WHAT TO WORK ON: Transcribe, word for word and with nothing extra, the line containing "This enables plaidml" and each line that comes after it in the entries.

DATA EXTRACTS:

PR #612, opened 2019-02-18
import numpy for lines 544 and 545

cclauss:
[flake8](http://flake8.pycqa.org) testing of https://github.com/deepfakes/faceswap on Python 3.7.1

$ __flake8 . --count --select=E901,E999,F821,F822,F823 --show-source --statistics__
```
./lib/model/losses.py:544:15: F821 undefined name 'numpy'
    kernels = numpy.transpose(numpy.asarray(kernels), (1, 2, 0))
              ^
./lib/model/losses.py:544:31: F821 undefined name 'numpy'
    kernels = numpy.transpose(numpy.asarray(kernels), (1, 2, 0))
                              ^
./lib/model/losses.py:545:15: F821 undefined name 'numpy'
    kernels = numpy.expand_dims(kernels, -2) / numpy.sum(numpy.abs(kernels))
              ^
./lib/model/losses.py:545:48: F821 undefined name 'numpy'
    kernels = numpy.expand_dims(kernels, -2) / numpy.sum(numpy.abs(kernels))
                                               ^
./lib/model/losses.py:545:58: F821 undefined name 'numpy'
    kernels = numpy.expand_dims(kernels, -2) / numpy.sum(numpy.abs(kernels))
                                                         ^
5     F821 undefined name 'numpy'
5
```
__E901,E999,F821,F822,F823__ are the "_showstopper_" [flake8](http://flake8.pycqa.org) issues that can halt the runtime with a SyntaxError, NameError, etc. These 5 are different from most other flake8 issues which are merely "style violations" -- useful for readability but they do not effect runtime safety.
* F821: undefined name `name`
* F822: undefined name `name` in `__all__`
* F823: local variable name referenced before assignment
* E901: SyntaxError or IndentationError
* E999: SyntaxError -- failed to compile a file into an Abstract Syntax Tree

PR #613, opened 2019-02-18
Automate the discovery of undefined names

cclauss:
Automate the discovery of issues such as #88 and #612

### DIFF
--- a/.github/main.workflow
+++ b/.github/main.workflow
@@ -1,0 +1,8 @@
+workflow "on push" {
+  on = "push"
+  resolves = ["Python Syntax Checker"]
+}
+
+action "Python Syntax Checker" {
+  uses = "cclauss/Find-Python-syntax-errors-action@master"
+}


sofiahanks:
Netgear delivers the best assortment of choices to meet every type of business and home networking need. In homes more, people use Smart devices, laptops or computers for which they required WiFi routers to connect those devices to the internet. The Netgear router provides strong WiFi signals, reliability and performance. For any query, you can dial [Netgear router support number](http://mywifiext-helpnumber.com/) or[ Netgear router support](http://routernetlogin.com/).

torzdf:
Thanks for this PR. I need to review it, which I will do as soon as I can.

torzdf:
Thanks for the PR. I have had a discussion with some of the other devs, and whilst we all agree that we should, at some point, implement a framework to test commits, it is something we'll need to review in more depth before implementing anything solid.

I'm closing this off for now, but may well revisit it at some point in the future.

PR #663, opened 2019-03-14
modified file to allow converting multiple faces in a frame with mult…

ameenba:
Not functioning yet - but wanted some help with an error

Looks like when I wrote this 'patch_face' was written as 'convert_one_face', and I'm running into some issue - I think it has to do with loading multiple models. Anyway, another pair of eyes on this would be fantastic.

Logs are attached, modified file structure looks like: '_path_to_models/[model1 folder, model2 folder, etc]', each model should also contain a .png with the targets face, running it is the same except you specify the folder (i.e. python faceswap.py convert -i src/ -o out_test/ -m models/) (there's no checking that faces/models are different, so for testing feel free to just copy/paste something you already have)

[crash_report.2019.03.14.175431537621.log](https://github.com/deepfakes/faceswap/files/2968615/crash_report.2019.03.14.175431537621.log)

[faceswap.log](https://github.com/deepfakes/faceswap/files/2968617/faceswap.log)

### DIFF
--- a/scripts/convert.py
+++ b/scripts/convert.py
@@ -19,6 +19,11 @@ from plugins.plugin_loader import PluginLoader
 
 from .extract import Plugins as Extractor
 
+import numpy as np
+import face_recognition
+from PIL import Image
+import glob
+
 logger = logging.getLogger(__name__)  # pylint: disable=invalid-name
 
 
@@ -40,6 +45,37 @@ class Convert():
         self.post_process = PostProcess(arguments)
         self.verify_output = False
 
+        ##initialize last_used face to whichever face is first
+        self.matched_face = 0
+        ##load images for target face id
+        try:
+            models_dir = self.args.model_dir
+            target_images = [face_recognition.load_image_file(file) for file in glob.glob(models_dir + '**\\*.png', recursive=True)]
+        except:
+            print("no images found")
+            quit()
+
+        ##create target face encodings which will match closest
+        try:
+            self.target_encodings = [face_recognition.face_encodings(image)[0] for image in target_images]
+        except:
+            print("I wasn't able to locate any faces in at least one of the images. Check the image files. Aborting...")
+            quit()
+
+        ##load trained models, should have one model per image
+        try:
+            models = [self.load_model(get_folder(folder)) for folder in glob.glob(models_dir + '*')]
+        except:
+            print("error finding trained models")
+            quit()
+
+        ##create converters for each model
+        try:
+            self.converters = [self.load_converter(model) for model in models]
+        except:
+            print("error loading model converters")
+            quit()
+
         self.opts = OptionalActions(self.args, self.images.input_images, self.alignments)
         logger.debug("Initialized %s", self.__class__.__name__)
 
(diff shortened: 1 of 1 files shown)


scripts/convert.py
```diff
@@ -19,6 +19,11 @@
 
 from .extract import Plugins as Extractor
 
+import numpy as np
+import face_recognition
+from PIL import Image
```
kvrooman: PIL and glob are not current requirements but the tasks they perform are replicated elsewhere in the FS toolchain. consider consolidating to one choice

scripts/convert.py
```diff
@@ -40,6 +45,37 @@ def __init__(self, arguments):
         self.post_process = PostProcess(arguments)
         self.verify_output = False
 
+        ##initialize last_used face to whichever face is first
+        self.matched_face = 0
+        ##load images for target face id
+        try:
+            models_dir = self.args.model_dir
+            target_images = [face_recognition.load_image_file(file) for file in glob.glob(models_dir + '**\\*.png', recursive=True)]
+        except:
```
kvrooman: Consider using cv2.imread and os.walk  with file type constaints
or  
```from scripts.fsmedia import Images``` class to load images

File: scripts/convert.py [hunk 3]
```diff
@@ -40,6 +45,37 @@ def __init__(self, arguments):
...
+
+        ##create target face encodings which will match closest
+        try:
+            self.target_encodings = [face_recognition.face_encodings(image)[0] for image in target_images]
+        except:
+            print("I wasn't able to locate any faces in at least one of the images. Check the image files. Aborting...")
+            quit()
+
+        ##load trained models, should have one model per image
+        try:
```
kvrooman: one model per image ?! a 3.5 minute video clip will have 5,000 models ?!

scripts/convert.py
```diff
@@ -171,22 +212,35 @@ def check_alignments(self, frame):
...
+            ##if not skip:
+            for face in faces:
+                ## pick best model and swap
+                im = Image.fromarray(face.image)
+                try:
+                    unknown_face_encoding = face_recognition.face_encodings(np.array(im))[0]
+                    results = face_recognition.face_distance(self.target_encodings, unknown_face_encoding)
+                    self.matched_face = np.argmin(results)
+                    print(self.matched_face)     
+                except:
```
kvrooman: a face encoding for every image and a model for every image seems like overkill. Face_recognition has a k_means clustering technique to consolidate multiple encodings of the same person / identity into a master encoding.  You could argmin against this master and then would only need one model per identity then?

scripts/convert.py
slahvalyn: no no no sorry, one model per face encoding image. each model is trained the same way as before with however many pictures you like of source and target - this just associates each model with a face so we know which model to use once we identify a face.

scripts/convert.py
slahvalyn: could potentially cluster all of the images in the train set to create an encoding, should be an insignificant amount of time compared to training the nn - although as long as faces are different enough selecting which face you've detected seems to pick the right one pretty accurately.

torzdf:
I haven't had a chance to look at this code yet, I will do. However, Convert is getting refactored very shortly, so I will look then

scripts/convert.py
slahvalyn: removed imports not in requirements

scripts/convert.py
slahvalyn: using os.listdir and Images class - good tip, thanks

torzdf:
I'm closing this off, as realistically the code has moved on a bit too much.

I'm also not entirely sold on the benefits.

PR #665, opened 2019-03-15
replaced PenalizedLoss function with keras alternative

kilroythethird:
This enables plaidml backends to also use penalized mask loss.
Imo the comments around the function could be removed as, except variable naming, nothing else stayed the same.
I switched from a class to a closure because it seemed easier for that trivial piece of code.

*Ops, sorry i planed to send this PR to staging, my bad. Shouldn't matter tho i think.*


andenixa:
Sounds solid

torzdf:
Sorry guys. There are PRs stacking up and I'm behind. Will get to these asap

RESPONSE AREA:
This enables plaidml backends to also use penalized mask loss.
Imo the comments around the function could be removed as, except variable naming, nothing else stayed the same.
I switched from a class to a closure because it seemed easier for that trivial piece of code.

*Ops, sorry i planed to send this PR to staging, my bad. Shouldn't matter tho i think.*


andenixa:
Sounds solid

torzdf:
Sorry guys. There are PRs stacking up and I'm behind. Will get to these asap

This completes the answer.